UAV-Enabled Passive 6D Movable Antenna for ISAC: Joint Location, Orientation, and Reflection Optimization

TL;DR

This paper introduces a UAV-mounted intelligent reflecting surface with 6D maneuverability to optimize sensing and communication performance in ISAC systems, achieving significant improvements through joint location, orientation, and reflection optimization.

Contribution

It proposes a novel passive 6D movable antenna system using UAV-mounted IRS for joint optimization in ISAC, addressing a key performance trade-off.

Findings

Significant improvement in sensing and communication performance.

Enhanced channel correlations and power gains.

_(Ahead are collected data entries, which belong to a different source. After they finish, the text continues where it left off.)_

PR #76, opened 2016-01-11
Add ability to set metadata for object uploads in transfer library.

kahkeng:
Adding the ability for users of TransferClient to set metadata of objects they are uploading. Let me know if there's anything that needs to change with the new public methods I added here.

### DIFF
--- a/aws-cpp-sdk-transfer-tests/TransferTests.cpp
+++ b/aws-cpp-sdk-transfer-tests/TransferTests.cpp
@@ -1188,5 +1188,101 @@ TEST_F(TransferTests, ScopeTests)
     }
 }
 
+// Single part upload with metadata specified
+TEST_F(TransferTests, SinglePartUploadWithMetadataTest)
+{
+    if (EmptyBucket(GetTestBucketName()))
+    {
+        WaitForBucketToEmpty(GetTestBucketName());
+    }
+    GetObjectRequest getObjectRequest;
+    getObjectRequest.SetBucket(GetTestBucketName());
+    getObjectRequest.SetKey(TEST_FILE_NAME);
+
+    GetObjectOutcome getObjectOutcome = m_s3Client->GetObject(getObjectRequest);
+    EXPECT_FALSE(getObjectOutcome.IsSuccess());
+
+    Aws::Map<Aws::String, Aws::String> metadata;
+    metadata["key1"] = "val1";
+    metadata["key2"] = "val2";
+    const bool cCreateBucket = true;
+    const bool cConsistencyChecks = false;
+    std::shared_ptr<UploadFileRequest> requestPtr = m_transferClient->UploadFile(TEST_FILE_NAME, GetTestBucketName(), "", "", metadata, cCreateBucket, cConsistencyChecks);
+
+    ASSERT_FALSE(requestPtr->IsDone());
+
+    WaitForUploadAndUpdate(requestPtr, 100.0f);
+
+    ASSERT_TRUE(requestPtr->IsDone());
+
+    ASSERT_TRUE(requestPtr->CompletedSuccessfully());
+
+    WaitForObjectToPropagate(GetTestBucketName(), TEST_FILE_NAME);
+
+    // Check the metadata matches
+    HeadObjectRequest headObjectRequest;
+    headObjectRequest.SetBucket(GetTestBucketName());
+    headObjectRequest.SetKey(TEST_FILE_NAME);
+
+    HeadObjectOutcome headObjectOutcome = m_s3Client->HeadObject(headObjectRequest);
+    ASSERT_TRUE(headObjectOutcome.IsSuccess());
+
+    Aws::Map<Aws::String, Aws::String> headObjectMetadata = headObjectOutcome.GetResult().GetMetadata();
+    ASSERT_EQ(metadata.size(), headObjectMetadata.size());
+    ASSERT_EQ(metadata["key1"], headObjectMetadata["key1"]);
+    ASSERT_EQ(metadata["key2"], headObjectMetadata["key2"]);
+
+}
+
+// Multipart upload with metadata specified
+TEST_F(TransferTests, MultipartUploadWithMetadataTest)
+{
+    if (EmptyBucket(GetTestBucketName()))
+    {
+        WaitForBucketToEmpty(GetTestBucketName());
+    }
+
+    GetObjectRequest getObjectRequest;
+    getObjectRequest.SetBucket(GetTestBucketName());
+    getObjectRequest.SetKey(MEDIUM_FILE_KEY);
+
+    GetObjectOutcome getObjectOutcome = m_s3Client->GetObject(getObjectRequest);
+    EXPECT_FALSE(getObjectOutcome.IsSuccess());
+
+    ListMultipartUploadsRequest listMultipartRequest;
+
+    listMultipartRequest.SetBucket(GetTestBucketName());
+
+    Aws::Map<Aws::String, Aws::String> metadata;
+    metadata["key1"] = "val1";
+    metadata["key2"] = "val2";
+    const bool cCreateBucket = true;
+    const bool cConsistencyChecks = false;
+    std::shared_ptr<UploadFileRequest> requestPtr = m_transferClient->UploadFile(MEDIUM_TEST_FILE_NAME, GetTestBucketName(), MEDIUM_FILE_KEY, "", metadata, cCreateBucket, cConsistencyChecks);
+
+    ASSERT_FALSE(requestPtr->IsDone());
+
+    WaitForUploadAndUpdate(requestPtr, 100.0f);
+
+    ASSERT_TRUE(requestPtr->IsDone());
+    ASSERT_TRUE(requestPtr->CompletedSuccessfully());
+
+    WaitForObjectToPropagate(GetTestBucketName(), MEDIUM_FILE_KEY);
+
+    // Check the metadata matches
+    HeadObjectRequest headObjectRequest;
+    headObjectRequest.SetBucket(GetTestBucketName());
+    headObjectRequest.SetKey(MEDIUM_FILE_KEY);
+
+    HeadObjectOutcome headObjectOutcome = m_s3Client->HeadObject(headObjectRequest);
+    ASSERT_TRUE(headObjectOutcome.IsSuccess());
+
+    Aws::Map<Aws::String, Aws::String> headObjectMetadata = headObjectOutcome.GetResult().GetMetadata();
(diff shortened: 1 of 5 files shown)


aws-cpp-sdk-transfer/include/aws/transfer/UploadFileRequest.h
```diff
@@ -126,6 +126,11 @@ class AWS_TRANSFER_API UploadFileRequest : public S3FileRequest, public std::ena
     bool HasPassedGetObject() const { return m_getObjectPassed.load(); }
     bool HasPassedListObjects() const { return m_listObjectsPassed.load(); }
 
+    // A map of metadata to store with the object in S3.
```
JonathanHenson: I'd like for the map to be in the function call instead of in this object. This object does not contain any other s3 object specific data; it is a handle for callbacks and status checks etc...

Also, when you do so, be sure to handle r-values instead of just a copy.

JonathanHenson:
nice work on this, see my comment above.

aws-cpp-sdk-transfer/include/aws/transfer/UploadFileRequest.h
kahkeng: Ok that makes sense, thanks for the review. I was wondering if I should go that route but there are many other request properties available in a PutObjectRequest that are yet to be implemented here (cache control, content encoding, request payer, etc) and this would be an api breaking change each time unless we did function overloading for UploadFile. Would that be acceptable or we're ok changing the function signature each time to add a new property?

JonathanHenson: Two overloads should work. Leave the original, then add one with the map as
const ref, then another as an r-value.

kahkeng:
Ok I refactored to what I think you were suggesting, let me know if I misunderstood you or if anything needs to change. I understand that we don't want to use the UploadFileRequest object as a container for data. I'm just a little concerned that we will need to have many overloaded methods to transfer the various attributes to the underlying CreateMultipartUploadRequest and PutObjectRequest objects. I'm just doing it for metadata here but there are many more that aren't supported yet.

Thanks!

aws-cpp-sdk-transfer-tests/TransferTests.cpp
```diff
@@ -1188,5 +1188,101 @@ TEST_F(TransferTests, ScopeTests)
...
+    HeadObjectRequest headObjectRequest;
+    headObjectRequest.SetBucket(GetTestBucketName());
+    headObjectRequest.SetKey(TEST_FILE_NAME);
+
+    HeadObjectOutcome headObjectOutcome = m_s3Client->HeadObject(headObjectRequest);
+    ASSERT_TRUE(headObjectOutcome.IsSuccess());
+
+    Aws::Map<Aws::String, Aws::String> headObjectMetadata = headObjectOutcome.GetResult().GetMetadata();
+    ASSERT_EQ(2u, headObjectMetadata.size());
+    ASSERT_EQ("val1", headObjectMetadata["key1"]);
```
JonathanHenson: ASSERT_EQ(metadata["key1"], headObjectMetadata["key1"]);

aws-cpp-sdk-transfer-tests/TransferTests.cpp
```diff
@@ -1188,5 +1188,101 @@ TEST_F(TransferTests, ScopeTests)
...
+    ASSERT_EQ("val2", headObjectMetadata["key2"]);
```
JonathanHenson: ASSERT_EQ(metadata["key1"], headObjectMetadata["key1"]);

aws-cpp-sdk-transfer-tests/TransferTests.cpp
```diff
@@ -1188,5 +1188,101 @@ TEST_F(TransferTests, ScopeTests)
...
+    HeadObjectRequest headObjectRequest;
+    headObjectRequest.SetBucket(GetTestBucketName());
+    headObjectRequest.SetKey(MEDIUM_FILE_KEY);
+
+    HeadObjectOutcome headObjectOutcome = m_s3Client->HeadObject(headObjectRequest);
+    ASSERT_TRUE(headObjectOutcome.IsSuccess());
+
+    Aws::Map<Aws::String, Aws::String> headObjectMetadata = headObjectOutcome.GetResult().GetMetadata();
+    ASSERT_EQ(2u, headObjectMetadata.size());
+    ASSERT_EQ("val1", headObjectMetadata["key1"]);
```
JonathanHenson: ditto here

aws-cpp-sdk-transfer/include/aws/transfer/UploadFileRequest.h
```diff
@@ -83,6 +83,22 @@ class AWS_TRANSFER_API UploadFileRequest : public S3FileRequest, public std::ena
...
+                      bool doConsistencyChecks);
+    UploadFileRequest(const Aws::String& fileName,
+                      const Aws::String& bucketName,
+                      const Aws::String& keyName,
+                      const Aws::String& contentType,
+                      Aws::Map<Aws::String, Aws::String>&& metadata,
+                      const std::shared_ptr<Aws::S3::S3Client>& s3Client,
+                      bool createBucket,
+                      bool doConsistencyChecks);
     ~UploadFileRequest();
```
JonathanHenson: This one is not your fault, I must have let it slip through a code-review internally, but the destructor needs to be virtual.

aws-cpp-sdk-transfer/include/aws/transfer/UploadFileRequest.h
```diff
@@ -255,6 +271,8 @@ class AWS_TRANSFER_API UploadFileRequest : public S3FileRequest, public std::ena
     Aws::List<std::shared_ptr<UploadBuffer> > m_buffersReady;
 
     Aws::String m_contentType;
+    Aws::Map<Aws::String, Aws::String> m_metadata;
+    bool m_metadataHasBeenSet;
```
JonathanHenson: you don't need this, you have m_metadata.size() > 0

aws-cpp-sdk-transfer/source/transfer/UploadFileRequest.cpp
```diff
@@ -105,6 +106,34 @@ m_headBucketRetries(0)
...
+                                     const Aws::String& keyName,
+                                     const Aws::String& contentType,
+                                     Aws::Map<Aws::String, Aws::String>&& metadata,
+                                     const std::shared_ptr<Aws::S3::S3Client>& s3Client,
+                                     bool createBucket,
+                                     bool doConsistencyChecks) :
+UploadFileRequest(fileName, bucketName, keyName, contentType, s3Client, createBucket, doConsistencyChecks)
+{
+    m_metadataHasBeenSet = true;
+    m_metadata = metadata;
```
JonathanHenson: Move this to the initialization list, and add a std::forward around it.

aws-cpp-sdk-transfer/source/transfer/UploadFileRequest.cpp
```diff
@@ -105,6 +106,34 @@ m_headBucketRetries(0)
...
+                                     const Aws::String& keyName,
+                                     const Aws::String& contentType,
+                                     const Aws::Map<Aws::String, Aws::String>& metadata,
+                                     const std::shared_ptr<Aws::S3::S3Client>& s3Client,
+                                     bool createBucket,
+                                     bool doConsistencyChecks) :
+UploadFileRequest(fileName, bucketName, keyName, contentType, s3Client, createBucket, doConsistencyChecks)
+{
+    m_metadataHasBeenSet = true;
+    m_metadata = metadata;
```
JonathanHenson: initilalization list

aws-cpp-sdk-transfer/source/transfer/UploadFileRequest.cpp
```diff
@@ -202,6 +231,10 @@ bool UploadFileRequest::CreateMultipartUpload()
     {
         createMultipartUploadRequest.SetContentType(m_contentType);
     }
+    if (m_metadataHasBeenSet)
```
JonathanHenson: if(m_metadata.size() > 0)

JonathanHenson:
Thanks for your work on this! Just a few thoughts.

kahkeng:
Thanks for the feedback, I think I addressed them all in this new commit. Regarding putting metadata into the initialization list, I had to make one of the new constructors the default constructor, otherwise, I'd get a `mem-initializer for 'metadata' follows constructor delegation` error. Also, I tried to read up more about rvalues/std::forward, hope I got its use correct here but let me know if it isn't. Thanks!

JonathanHenson:
This looks good. I'm going to pull down and run through the test suite. If everything works correctly, I'll merge the request.

Thanks for your work on this.

aws-cpp-sdk-transfer/source/transfer/TransferClient.cpp
```diff
@@ -74,6 +74,24 @@ std::shared_ptr<UploadFileRequest> TransferClient::UploadFile(const Aws::String&
...
+    auto request = Aws::MakeShared<UploadFileRequest>(ALLOCATION_TAG, fileName, bucketName, keyName, contentType, metadata, m_s3Client, createBucket, doConsistencyChecks);
+
+    UploadFileInternal(request);
+
+    return request;
+}
+
+std::shared_ptr<UploadFileRequest> TransferClient::UploadFile(const Aws::String& fileName, const Aws::String& bucketName, const Aws::String& keyName, const Aws::String& contentType, Aws::Map<Aws::String, Aws::String>&& metadata, bool createBucket, bool doConsistencyChecks)
+{
+    auto request = Aws::MakeShared<UploadFileRequest>(ALLOCATION_TAG, fileName, bucketName, keyName, contentType, metadata, m_s3Client, createBucket, doConsistencyChecks);
```
kahkeng: Actually, to confirm, I think I also need to wrap metadata here with std::forward? If so, I can adjust this patch.

kahkeng:
I've added one more instance of `std::forward` in TransferClient when creating the UploadFileRequest object with rvalue metadata, and changed my tests to have `cCreateBucket = true` so they can run individually, and replaced the old commit with this new one. Hope it's all set now.

kahkeng:
Updated the diff to use std::move instead of std::forward since I've learnt the former is meant for rvalue references which is the case here, and the latter, although it works here too, seems meant more for universal references. I've also checked via print statements that the rvalue reference constructor of UploadFileRequest gets called when I pass in an rvalue metadata into the TransferClient uploadFile method. Please let me know if it's fine to merge now, thanks!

Outperforms baseline schemes in simulations.

Abstract

Improving the fundamental performance trade-off in integrated sensing and communication (ISAC) systems has been deemed as one of the most significant challenges. To address it, we propose in this letter a novel ISAC system that leverages an unmanned aerial vehicle (UAV)-mounted intelligent reflecting surface (IRS) and the UAV's maneuverability in six-dimensional (6D) space, i.e., three-dimensional (3D) location and 3D rotation, thus referred to as passive 6D movable antenna (6DMA). We aim to maximize the signal-to-noise ratio (SNR) for sensing a single target while ensuring a minimum SNR at a communication user equipment (UE), by jointly optimizing the transmit beamforming at the ISAC base station (BS), the 3D location and orientation as well as the reflection coefficients of the IRS. To solve this challenging non-convex optimization problem, we propose a two-stage approach. In the first stage, we aim to optimize the IRS's 3D location, 3D orientation, and reflection coefficients to enhance both the channel correlations and power gains for sensing and communication. Given their optimized parameters, the optimal transmit beamforming at the ISAC BS is derived in closed form. Simulation results demonstrate that the proposed passive 6DMA-enabled ISAC system significantly improves the sensing and communication trade-off by simultaneously enhancing channel correlations and power gains, and outperforms other baseline schemes.